=== Begin Enclosure ===
PR #808, opened 2019-06-04
add reload back in gui

csweaver:
Make File->Load work again in the GUI app.

I removed the file->load menu when adding multiprocessing because you can't connect signals across processes. To add it back in, instead of passing the new data to the running server process, I shut the server process down and restart. I chose this method because passing the new file would require multithreading on the server process or some other architecture change and restarting the server takes only a second or two max (a fraction of the data load time). 

In the process I made errors more generic; all errors send you to the file load page; server errors shut down the server too. I also only create the emitting process and server worker when the user selects a file instead of at the start.

(The do not merge tag is because I'm basing this PR on a branch and need the reminder to switch the base to master if the branch gets merged)

### DIFF
--- a/server/gui/main.py
+++ b/server/gui/main.py
@@ -1,4 +1,5 @@
 # flake8: noqa F403, F405
+from functools import partialmethod
 from multiprocessing import Pipe, Process
 from os.path import splitext, basename
 import sys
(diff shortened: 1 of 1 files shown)


server/gui/main.py
```diff
@@ -26,31 +27,33 @@ def __init__(self):
...
         self.emitter_thread.start()
         # send to load with error message?
 
+    def shutdownServer(self):
+        if self.worker:
+            self.terminateWorker()
+        if self.parent_conn:
+            self.parent_conn.close()
+
     def terminateWorker(self):
```
bkmartinjr: Question: why call Process.close()?  My understanding from the 3.7 docs is that it will only succeed if the underlying process has already exited.    The `terminate()` function seems to also release resources, so couldn't you replace this entire function with a call to `self.worker.terminate()` and have the same effect?

csweaver: Fixed on the other. You're right. Close was never being called.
=== End Enclosure ===
§ Activity: Among the lines of the material above, find those with the word "also". Copy each one.

§ Solution to the problem:
In the process I made errors more generic; all errors send you to the file load page; server errors shut down the server too. I also only create the emitting process and server worker when the user selects a file instead of at the start.
bkmartinjr: Question: why call Process.close()?  My understanding from the 3.7 docs is that it will only succeed if the underlying process has already exited.    The `terminate()` function seems to also release resources, so couldn't you replace this entire function with a call to `self.worker.terminate()` and have the same effect?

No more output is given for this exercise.